PR #3750, opened 2026-06-09
refactor(vla-jepa): removing gpu roundtrip

### LINKED ISSUE #3743: Improve VLA-JEPA pre and post processing pipeline
### Ticket Type

### Description

The current pre-processing pipeline does a CPU -> GPU -> CPU -> GPU roundtrip which ideally should avoided.
This should increase the throughput significantly both for training and inference.

see #3568 for more info

Maximellerbach:
## VLA-JEPA removing GPU / CPU roundtrip

training performances were not good because original implem had a `CPU -> GPU -> CPU -> GPU` roundtrip which was a bit hard to fix in one-shot.
This is the follow-up PR to fix this by refactoring this part. 

- removed expensive `float -> int -> float`  resizes and normalization.
- simplified the forward function / regroupped each loss individually.
- removed most of the dict key renames / remaps so that it's more straightforward
- Avoided useless array or list copies

=> expected training speed to be ~2.5x

## Related issues

- Fixes / Closes: #3743 
- Related: # (if any)

- Benchmarked on libero_10 tasks to ensure no regression / behavior changes, got 95% which is within expectations.
- Trained from pretrained weights to verify that it still works.
- Deployed the model on real hardware

- [ ] CI is green

## Reviewer notes

* Baseline is green (with batchsize=16)
* PR's change are in red (with batchsize=32)
-> as you can see in the `update_s` tab, even with a greater batchsize the training speed is lower with the PR's changes, expected speedup ~2.5x
image

### DIFF
--- a/src/lerobot/policies/vla_jepa/modeling_vla_jepa.py
+++ b/src/lerobot/policies/vla_jepa/modeling_vla_jepa.py
@@ -74,6 +74,11 @@ class VLAJEPAModel(nn.Module):
         self.action_tokens, self.action_token_ids, self.embodied_action_token_id = (
             self.qwen.expand_tokenizer()
         )
+        self.register_buffer(
+            "_action_token_ids_t",
+            torch.tensor(self.action_token_ids, dtype=torch.long),
+            persistent=False,
+        )
 
         # Action head (flow-matching DiT)
         self.action_model = VLAJEPAActionHead(config, cross_attention_dim=self.qwen.model.config.hidden_size)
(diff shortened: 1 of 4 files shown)


imstevenpmwork:
@claude Review this PR

s1lent4gnt (commented):
Nice speedup!

Please take a look at Claude's comments in the conversation. They're all valid except for the last one, which doesn't matter because pytorch dataloader always produce tensors with `requires_grad=False`, so `.detach()` just returns the same tensor.

I'd also add one more comment: guard against `videos=None` when the world model is enabled. If someone calls `VLAJEPAModel.forward(images=..., instructions=..., videos=None)` directly with the world model enabled, it will crash inside `_world_model_loss` at `videos.shape[1]`.

Maximellerbach:
Thanks for the review @s1lent4gnt !
I adressed those in [87ac327](https://github.com/huggingface/lerobot/pull/3750/commits/87ac3272a09914530d246cc414b4f2bff0611b80)
Let me know if you have anything else in mind

s1lent4gnt (approved):
LGTM!

PR #3751, opened 2026-06-09
fix(pyproject): adding ceiling bound on mujoco (<3.9.0)

CarolinePascal:
This PR adds a temporary upper bound on `mujoco` to avoid deprecation issues caused by the latest `3.9.0` release.


pkooij (dismissed):

Maximellerbach (dismissed):
Thanks!

Maximellerbach (approved):

PR #3757, opened 2026-06-10
feat(policy): adding policy contracts and visualization path for intermediate predictions

Maximellerbach:
## Preparing for more world models

Adding a `return_intermediate_predictions` kwargs to `predict_action_chunk` and `select_action`.
Main idea behind this is to prepare for different kind of models that might generate things other than actions at runtime.

Why an extra kwarg ?
-> the consumer decides wether he should have the extra data or not, for instance at inference it can be opted out.

The policy would have to implement something like:

```py
if return_intermediate_predictions:
    predictions = self._compute_extra(something)
    return action, predictions
else:
    return action
``` 

## What changed

* wires this new contract into lingbot-va model
* adds some visualization into rerun/foxglove thanks to `--display_extra_data` in addition to `--display_data`.
* reworks the eval part that saves the predicted video.

## How was this tested

* ran on the folding tshirt setup with lingbot-va, using rerun. Pacing the predictions is a bit hard and might not add that much value to spend much time on it

limitations: viz only works with sync engine at the moment


Maximellerbach:
small note, removing `save_predicted_video` from the configuration of the model will require the pretrained models to be updated on the hub to avoid draccus complaining when loading them

Maximellerbach:
@claude review this

Maximellerbach:
After seeing the feedback from claude, I think none of those are worth adressing right now, I think it's OK to update the contract of the other models in another PR

RealJasonHu (commented):
Reviewed at head 379890c. I found one user-visible regression in the config migration:

The PR moves the switch to `EvalConfig.save_predicted_video` and removes the `eval_policy` fallback to the policy config. The standalone eval path forwards the new value, but the periodic training eval in `lerobot_train.py` calls `eval_policy_all` without `save_predicted_video`, whose default is `False`. As a result, `lerobot-train ... --eval.save_predicted_video=true` accepts the flag but silently writes no predicted videos.

The LingBot-VA docs also still use the removed `--policy.save_predicted_video=true` flag and state that it works during periodic training eval. Could the training call forward `save_predicted_video=cfg.eval.save_predicted_video`, update the docs, and add a small propagation regression test?

One related generic-contract edge: `eval_policy` writes every entry in the intermediate-predictions mapping as an RGB MP4, while the base contract and `PacedPredictionBuffer` allow non-image temporal outputs such as `[T, D]` state predictions. Such an entry reaches `write_video`, fails in its worker thread when the frame shape is unpacked, but its path has already been included in `predicted_video_paths`. Could video saving filter or validate image outputs synchronously and propagate writer failures?

Apart from these points, the action-output normalization and paced prediction buffer are clean seams for additional world-model policies.

Disclosure: this review was prepared with Codex assistance and verified against the current PR head.

RealJasonHu:
Hi @Maximellerbach, I would like to take the follow-up you mentioned here for #3923: make existing policies safely handle `return_intermediate_predictions` and add regression tests for non-world-model policies.

To keep the first PR focused, I propose starting with the shared contract/helper, 1–3 representative policy families, CPU-only regression tests, and a short note defining the behavior for policies without intermediate outputs. I will hold off on implementation until the baseline is clear.

Would you prefer that I wait for #3757 to be rebased and merged, or base the follow-up on its current branch? Also, should unsupported policies accept and ignore the kwarg, or should the shared path use an explicit capability check and fail fast?

Disclosure: this contribution planning comment was prepared with Codex assistance.

PR #3768, opened 2026-06-11
fix(train): synchronize EpisodeAwareSampler shuffling across ranks and gate dataset download per node

pkooij:
## Summary / Motivation

Two fixes for data-parallel correctness and multi-node scalability of the offline training dataloader. In distributed runs, `accelerator.prepare(dataloader)` shards batches across ranks with `BatchSamplerShard`, which assumes every rank generates the **same** shuffle permutation. `EpisodeAwareSampler` shuffled via the global torch RNG (`torch.randperm` with no `generator`), so accelerate could not synchronize it — disjoint shards relied on every rank's global CPU RNG staying in lockstep forever. Anything rank-asymmetric that consumes CPU RNG (e.g. eval rollouts run on `is_main_process` only) desyncs the permutations, and ranks silently start training on overlapping/duplicated samples with no error. Separately, the dataset download gate used `is_main_process` (global rank 0), which only exists on node 0: on every other node, all local ranks called `make_dataset` concurrently after the barrier and raced on `snapshot_download` + Arrow cache conversion.

## Related issues

- None

## What changed

- `EpisodeAwareSampler` accepts an optional `generator: torch.Generator | None` and uses it in `torch.randperm`. Exposing the attribute is the contract accelerate keys on (`hasattr(sampler, "generator")`, verified against accelerate 1.13.0): it registers the generator as the `synchronized_generator` and broadcasts its state from rank 0 at every epoch start, making shards disjoint by construction. Default `None` preserves the existing global-RNG behavior for single-process use.
- `lerobot_train.py` passes a generator seeded with `cfg.seed` to the sampler, so data order is also reproducible.
- The dataset-creation gate in `lerobot_train.py` now uses `accelerator.is_local_main_process` (one downloader per node, remaining local ranks load from the node-local cache) instead of `is_main_process`.
- No breaking changes. With a set seed, the exact shuffle order changes vs. previous releases (dedicated generator instead of global RNG), but remains deterministic.

- Tests added in `tests/datasets/test_sampler.py`: `test_shuffle_with_generator_is_deterministic` (same-seed generators yield identical permutations; desyncing the global RNG no longer affects the order) and `test_generator_attribute_defaults_to_none` (the attribute accelerate detects exists by default). `uv run pytest -q tests/datasets/test_sampler.py` → 10 passed.
- Manual smoke test: 2-step diffusion training on `lerobot/pusht` (CPU) runs end-to-end through the `EpisodeAwareSampler` + seeded-generator path.
- Verified against installed accelerate 1.13.0 source that `prepare_data_loader` picks up `sampler.generator` as the synchronized RNG in the multi-process map-style path.

- [x] Linting/formatting run (`pre-commit run -a`) — all hooks pass on changed files; the repo-wide mypy hook reports 17 pre-existing errors in untouched camera/env files, identical on clean `main`
- [x] Documentation updated (n/a)
- [x] CI is green

## Reviewer notes

- The generator sync matters only for multi-GPU/multi-node runs; single-process behavior is unchanged (modulo the deterministic shuffle order with a set seed).
- The `shuffle=True` branch (policies without `drop_n_last_frames`) was already safe: PyTorch's `RandomSampler` exposes `.generator`, which accelerate handles the same way.

### DIFF
--- a/src/lerobot/datasets/sampler.py
+++ b/src/lerobot/datasets/sampler.py
@@ -30,6 +30,7 @@ class EpisodeAwareSampler:
         drop_n_first_frames: int = 0,
         drop_n_last_frames: int = 0,
         shuffle: bool = False,
+        generator: torch.Generator | None = None,
     ):
         """Sampler that optionally incorporates episode boundary information.
 
@@ -41,6 +42,10 @@ class EpisodeAwareSampler:
             drop_n_first_frames: Number of frames to drop from the start of each episode.
             drop_n_last_frames: Number of frames to drop from the end of each episode.
             shuffle: Whether to shuffle the indices.
+            generator: Generator used for shuffling. Exposing this attribute (even when None) lets
+                       `accelerate` register it as the synchronized RNG in distributed training, so
+                       every rank draws the same permutation and batch shards stay disjoint. When
+                       None, shuffling falls back to the global torch RNG.
         """
         if drop_n_first_frames < 0:
             raise ValueError(f"drop_n_first_frames must be >= 0, got {drop_n_first_frames}")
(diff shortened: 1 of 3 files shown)


CarolinePascal (approved):
LGTM !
------------
■ Problem: Your task is to return each line of the data above that contains the string "Codex".

■ Problem solution:
Disclosure: this review was prepared with Codex assistance and verified against the current PR head.
Disclosure: this contribution planning comment was prepared with Codex assistance.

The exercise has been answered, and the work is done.